## Work task
Your answer should be one number: the count of lines in these entries that hold the word "aims".

## Data to examine
····················

PR #20, opened 2025-03-22
Optimize _JTDAJ

sivahari:
To improve the efficiency of the `_JTDAJ` kernel, we have reduced the number of launched CTAs. Profiling indicated that the original kernel, launched with `dim_x = d.njmax` blocks, resulted in the execution of many blocks with no effective work. The optimized kernel now launches a number of blocks proportional to the GPU's SM count.

While running `mjwarp-testspeed --function=step --mjcf=humanoid/humanoid.xml --batch_size=8192` on an RTX A5000 at 1695MHz, the optimization reduced the kernel time spent on this kernel from 33.6% to 1.4%. These numbers are obtained from the CUDA GPU kernel summary page from the nsys reports.

### DIFF
--- a/mujoco_warp/_src/solver.py
+++ b/mujoco_warp/_src/solver.py
@@ -310,19 +310,22 @@ def _update_gradient(m: types.Model, d: types.Data):
     else:
       wp.launch(_copy_lower_triangle, dim=(d.nworld, m.dof_tri_row.size), inputs=[m, d])
 
-    # Optimization: launching _JTDAJ with limited number of blocks. Profiling
-    # suggests that only a fraction of blocks out of the original d.njmax blocks
-    # do the actual work. It aims to minimize #CTAs with no effective work. It
-    # launches with #blocks that's proportional to the number of SMs on the GPU.
-    # We can now query the SM count:
+    # Optimization: launching _JTDAJ with limited number of blocks on a GPU.
+    # Profiling suggests that only a fraction of blocks out of the original
+    # d.njmax blocks do the actual work. It aims to minimize #CTAs with no
+    # effective work. It launches with #blocks that's proportional to the number
+    # of SMs on the GPU. We can now query the SM count:
     # https://github.com/NVIDIA/warp/commit/f3814e7e5459e5fd13032cf0fddb3daddd510f30
-    sm_count = wp.get_device().sm_count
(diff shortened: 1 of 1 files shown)


adenzler-nvidia:
I did play with max_count sms quickly. Using the existing implementation, I can get down to about 1% of total runtime using max_count == 20 * sm_count. I feel like I'm overfitting to the benchmark here though. @sivahari  did you do a parameter sweep on the number of blocks? My intuition tells me that your solution is probably sensitive to that as well, so you can likely get it lower as well. On my a6000 we're in the 5us average range though, so in many cases we're just looking at kernel launch overhead. Worst-case is sitting at roughly 30us.

Conceptually I like this solution more than using max_count because it avoids even launching the warp logical threads that won't be doing any work - while using max_count I'm assuming we still have to go all the way through the grid-stride loop to check whether all of the other threads need to be doing any work.

erikfrey:
Very cool, taking notes over here!  :notebook:  I will leave this one to you two to sort out.

Separately though I wonder if we should be treating other kernel launches the same way!

adenzler-nvidia:
We do have a warp language improvement in flight as well that aims to improve this for all kernels - but the explicit coarsening is still a bit faster so we'll likely use that technique where it makes sense/becomes dominant.

sivahari:
Thanks for the question. I swept the multiplication factor after the message and found little difference by going from 6 to 20 in my tests. For other kernels, increasing the factor might help minimize the tail effects as the time per wave will reduce. The optimal factor will depend on the kernel's occupancy (which depends on register and shared memory usage) and how many blocks can simultaneously run on the SM. For this one, I think the factor can be left as it is with a comment in the code summarizing this discussion, which I added in my latest commit.

adenzler-nvidia (approved):
Looks good, thanks for sweeping the parameter and for all the explanations!

erikfrey (changes requested):
Looks like we need some kind of special casing for CPU?  Otherwise this looks ready to merge.

sivahari:
Added a check before applying this optimization using ` if wp.get_device().is_cuda`. Thanks for that suggestion. 

I mistakenly clicked the close button. Reopened it.

adenzler-nvidia:
Thanks - we're almost there, seems to be another formatting issue.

····················

## Task answer
3